* _What to produce_:
Reproduce the top of the data verbatim, through and including the line that contains "alecmerdler: So there".

▽

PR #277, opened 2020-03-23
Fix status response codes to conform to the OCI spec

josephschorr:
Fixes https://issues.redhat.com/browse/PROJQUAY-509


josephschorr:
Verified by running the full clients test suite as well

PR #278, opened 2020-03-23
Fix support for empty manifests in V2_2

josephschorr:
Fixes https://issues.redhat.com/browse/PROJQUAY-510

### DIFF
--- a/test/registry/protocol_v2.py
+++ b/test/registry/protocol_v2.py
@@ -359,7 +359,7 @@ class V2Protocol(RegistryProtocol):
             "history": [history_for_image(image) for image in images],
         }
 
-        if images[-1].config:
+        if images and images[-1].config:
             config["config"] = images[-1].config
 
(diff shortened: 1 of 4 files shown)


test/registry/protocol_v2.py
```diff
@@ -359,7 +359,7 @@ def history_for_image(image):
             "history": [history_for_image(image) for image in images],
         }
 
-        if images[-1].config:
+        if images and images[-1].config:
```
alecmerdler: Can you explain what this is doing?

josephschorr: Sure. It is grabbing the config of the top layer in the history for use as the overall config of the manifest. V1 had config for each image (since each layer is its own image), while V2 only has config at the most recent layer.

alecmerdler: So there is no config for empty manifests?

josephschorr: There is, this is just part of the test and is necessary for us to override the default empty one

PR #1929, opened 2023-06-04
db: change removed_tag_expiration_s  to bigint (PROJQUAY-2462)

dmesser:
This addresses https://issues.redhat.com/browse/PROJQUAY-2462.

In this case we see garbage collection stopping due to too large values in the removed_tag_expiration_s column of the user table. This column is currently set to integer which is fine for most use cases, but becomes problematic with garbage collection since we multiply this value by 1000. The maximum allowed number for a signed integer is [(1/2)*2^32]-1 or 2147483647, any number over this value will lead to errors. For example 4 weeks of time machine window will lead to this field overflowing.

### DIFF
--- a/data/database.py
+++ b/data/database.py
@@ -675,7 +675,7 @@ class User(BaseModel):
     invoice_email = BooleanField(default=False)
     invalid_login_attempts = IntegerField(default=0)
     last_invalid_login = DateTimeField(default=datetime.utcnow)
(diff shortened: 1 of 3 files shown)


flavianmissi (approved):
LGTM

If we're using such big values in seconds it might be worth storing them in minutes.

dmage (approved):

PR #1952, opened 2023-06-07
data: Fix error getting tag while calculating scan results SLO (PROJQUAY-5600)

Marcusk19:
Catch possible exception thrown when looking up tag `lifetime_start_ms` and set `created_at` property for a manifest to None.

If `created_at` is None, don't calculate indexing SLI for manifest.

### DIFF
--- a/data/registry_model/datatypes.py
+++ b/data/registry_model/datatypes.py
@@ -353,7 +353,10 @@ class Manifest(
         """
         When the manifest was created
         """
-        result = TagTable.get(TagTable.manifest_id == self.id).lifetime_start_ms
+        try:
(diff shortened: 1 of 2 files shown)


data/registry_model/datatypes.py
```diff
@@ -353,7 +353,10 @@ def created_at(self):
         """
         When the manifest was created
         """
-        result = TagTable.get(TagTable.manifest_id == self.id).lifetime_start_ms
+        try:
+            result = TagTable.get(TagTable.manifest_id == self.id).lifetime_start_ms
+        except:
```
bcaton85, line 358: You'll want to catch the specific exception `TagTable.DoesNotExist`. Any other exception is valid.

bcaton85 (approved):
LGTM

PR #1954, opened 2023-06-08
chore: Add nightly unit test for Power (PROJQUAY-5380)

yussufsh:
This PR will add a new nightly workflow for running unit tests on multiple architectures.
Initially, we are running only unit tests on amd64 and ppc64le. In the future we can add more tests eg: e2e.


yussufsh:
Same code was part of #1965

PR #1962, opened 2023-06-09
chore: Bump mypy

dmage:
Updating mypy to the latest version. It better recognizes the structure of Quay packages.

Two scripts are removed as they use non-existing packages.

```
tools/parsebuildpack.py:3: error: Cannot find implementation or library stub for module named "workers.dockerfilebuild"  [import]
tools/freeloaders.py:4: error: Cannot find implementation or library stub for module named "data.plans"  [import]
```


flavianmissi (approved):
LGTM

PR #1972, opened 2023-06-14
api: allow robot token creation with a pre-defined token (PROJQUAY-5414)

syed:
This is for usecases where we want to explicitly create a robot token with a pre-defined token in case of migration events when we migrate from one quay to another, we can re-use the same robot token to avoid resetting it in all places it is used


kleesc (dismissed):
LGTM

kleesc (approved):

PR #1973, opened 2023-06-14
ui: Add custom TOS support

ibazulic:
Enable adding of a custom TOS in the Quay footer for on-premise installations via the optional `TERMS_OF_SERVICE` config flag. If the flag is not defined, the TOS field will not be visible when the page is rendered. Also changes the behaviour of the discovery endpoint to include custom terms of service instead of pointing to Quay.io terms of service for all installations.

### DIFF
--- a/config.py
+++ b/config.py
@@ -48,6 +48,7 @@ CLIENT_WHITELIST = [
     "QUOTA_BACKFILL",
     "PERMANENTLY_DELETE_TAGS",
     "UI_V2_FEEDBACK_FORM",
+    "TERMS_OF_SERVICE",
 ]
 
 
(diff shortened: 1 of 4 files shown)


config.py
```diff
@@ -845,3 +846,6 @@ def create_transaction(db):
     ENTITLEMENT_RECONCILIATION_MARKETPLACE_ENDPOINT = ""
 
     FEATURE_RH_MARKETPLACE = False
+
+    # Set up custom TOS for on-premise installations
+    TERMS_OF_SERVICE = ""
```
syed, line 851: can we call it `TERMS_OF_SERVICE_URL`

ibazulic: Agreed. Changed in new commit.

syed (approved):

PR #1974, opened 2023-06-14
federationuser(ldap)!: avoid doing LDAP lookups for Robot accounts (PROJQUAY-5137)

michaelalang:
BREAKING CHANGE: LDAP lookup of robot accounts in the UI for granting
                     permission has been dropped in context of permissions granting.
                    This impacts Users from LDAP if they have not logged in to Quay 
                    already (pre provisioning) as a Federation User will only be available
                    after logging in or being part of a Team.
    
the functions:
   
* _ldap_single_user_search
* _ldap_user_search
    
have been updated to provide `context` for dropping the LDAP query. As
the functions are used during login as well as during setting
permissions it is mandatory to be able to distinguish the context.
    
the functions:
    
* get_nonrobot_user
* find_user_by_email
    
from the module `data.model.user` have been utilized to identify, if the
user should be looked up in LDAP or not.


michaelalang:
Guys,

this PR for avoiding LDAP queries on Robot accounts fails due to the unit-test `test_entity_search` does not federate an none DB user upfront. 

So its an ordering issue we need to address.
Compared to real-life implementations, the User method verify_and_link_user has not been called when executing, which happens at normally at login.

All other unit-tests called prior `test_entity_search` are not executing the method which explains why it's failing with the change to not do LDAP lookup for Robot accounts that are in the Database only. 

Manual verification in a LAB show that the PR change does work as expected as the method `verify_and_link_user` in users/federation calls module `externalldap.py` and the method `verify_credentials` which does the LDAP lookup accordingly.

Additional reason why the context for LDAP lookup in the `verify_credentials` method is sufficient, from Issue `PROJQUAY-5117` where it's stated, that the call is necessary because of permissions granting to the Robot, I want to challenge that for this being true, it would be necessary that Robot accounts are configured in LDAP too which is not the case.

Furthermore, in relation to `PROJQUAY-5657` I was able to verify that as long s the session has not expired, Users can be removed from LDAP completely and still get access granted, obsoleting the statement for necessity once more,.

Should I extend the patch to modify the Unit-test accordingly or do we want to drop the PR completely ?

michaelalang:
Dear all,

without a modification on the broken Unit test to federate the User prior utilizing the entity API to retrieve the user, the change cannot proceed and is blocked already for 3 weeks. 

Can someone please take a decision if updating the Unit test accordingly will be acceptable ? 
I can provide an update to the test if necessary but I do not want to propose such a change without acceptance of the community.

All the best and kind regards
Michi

△

* _Output for this task_:
PR #277, opened 2020-03-23
Fix status response codes to conform to the OCI spec

josephschorr:
Fixes https://issues.redhat.com/browse/PROJQUAY-509


josephschorr:
Verified by running the full clients test suite as well

PR #278, opened 2020-03-23
Fix support for empty manifests in V2_2

josephschorr:
Fixes https://issues.redhat.com/browse/PROJQUAY-510

### DIFF
--- a/test/registry/protocol_v2.py
+++ b/test/registry/protocol_v2.py
@@ -359,7 +359,7 @@ class V2Protocol(RegistryProtocol):
             "history": [history_for_image(image) for image in images],
         }
 
-        if images[-1].config:
+        if images and images[-1].config:
             config["config"] = images[-1].config
 
(diff shortened: 1 of 4 files shown)


test/registry/protocol_v2.py
```diff
@@ -359,7 +359,7 @@ def history_for_image(image):
             "history": [history_for_image(image) for image in images],
         }
 
-        if images[-1].config:
+        if images and images[-1].config:
```
alecmerdler: Can you explain what this is doing?

josephschorr: Sure. It is grabbing the config of the top layer in the history for use as the overall config of the manifest. V1 had config for each image (since each layer is its own image), while V2 only has config at the most recent layer.

alecmerdler: So there is no config for empty manifests?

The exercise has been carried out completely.